Energy-Efficient Computer Systems: RISC-V Extensions for Machine Learning Inference at IoT's Edge Computing
Keywords:
Energy-Efficient Computer Systems, Instruction-level parallelism, RISC-V, Internet of Things, Machine learning (ML)Abstract
Over the past few decades, there have been numerous turning points in the massive transformation of computing systems. The limits of instruction-level parallelism (ILP) and the end of Dennard's scaling pushed the semiconductor sector toward multi-core devices, notwithstanding Moore's law, which directed the industry to pack more and more transistors and logic into the exact same volume. The era of domain-specific architectures (DSA) and processors for novel workloads like machine learning (ML) and artificial intelligence (AI) has recently begun. In addition to the difficulties brought on by tighter integration, extreme form factors, and increasingly varied workloads, these trends—possibly with additional limitations—further complicate the architecture, design, implementation, and power consumption optimization of systems.
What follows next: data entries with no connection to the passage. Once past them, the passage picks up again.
PR #92, opened 2017-10-27
Changes ported from Iris#2607

pp-mo:
This won't work until an Iris 2 can be found on conda-forge


pelson:
Huge thanks to @marqh for making this happen in https://github.com/SciTools/iris/pull/2607.

Thanks for converting this to iris-grib @pp-mo!

PR #100, opened 2018-05-29
Test against latest conda-forge iris.

pp-mo:
**WIP**
Test have been failing since it tests against iris-master, but was also relying on "iris/minimal-conda-requirements.txt", which is now defunct.
We "ought" to be testing against the latest Iris release, not master, in any case.
I think this was not doing so as it predated our first usable Iris 2 release.

Hopefully we now have a usable Iris v2 on conda-forge, so we should now test against that.

### DIFF
--- a/.travis.yml
+++ b/.travis.yml
@@ -17,7 +17,7 @@ install:
 
   # Install iris-grib's dependencies
   # --------------------------------
-  - conda install --quiet --yes python=${python} iris ecmwf_grib;
+  - conda install --quiet --yes python=${python} iris ecmwf_grib numpy=1.13 cartopy=0.15 mock filelock pep8;
   - conda list
 
   # Download iris-test-data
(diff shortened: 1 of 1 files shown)


dkillick:
@pp-mo the code changes look ideal (though, as discussed offline, we'll probably need to add more packages to the install list) and we've moved the testing error onto a failure at least, so things are looking up! 🙄

pp-mo:
> looking up 🙄

Well it now passes !

I think this is "close", but there are some irritating dependency problems which here I'm working around with some pins ...
 * cartopy 0.16 broke Iris `coord_systems.Stereographic.as_cartopy_crs` : fixed in latest Iris but not released yet :  see https://github.com/SciTools/iris/pull/2971
 * numpy 1.13 --> 1.14 broke Iris assertCML : see https://github.com/SciTools/iris/pull/3019/files#r188917443

All this should get fixed in Iris 2.1, so I think we can wait for that rather than trying to reinvent the wheel

dkillick:
@pp-mo nice work - this looks fine (and the tests are passing! 💯) Need to remember to treat this as an intermediary and unpin when Iris 2.1 is released, but there's no point in reinventing the wheel, as you said.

Nowadays, across the board, energy efficiency is a first-order design constraint and parameter for computing equipment. The creation of energy-efficient computer systems using RISC-V architecture modifications specifically suited for machine learning inference is investigated in this study. While preserving inference speed and accuracy, the suggested extensions seek to decrease energy consumption, minimize instruction overhead, and maximize hardware utilization. Through the integration of domain-specific accelerators, memory-access optimizations, and lightweight vector operations, the extended RISC-V platform exhibits notable gains in performance per watt when compared to traditional architectures. Results from experiments and benchmark assessments demonstrate how well-suited the method is for real-time Internet of Things applications including industrial automation, smart healthcare, and environmental monitoring. AI-enabled IoT systems that are low-power, scalable, and sustainable are being advanced by this work.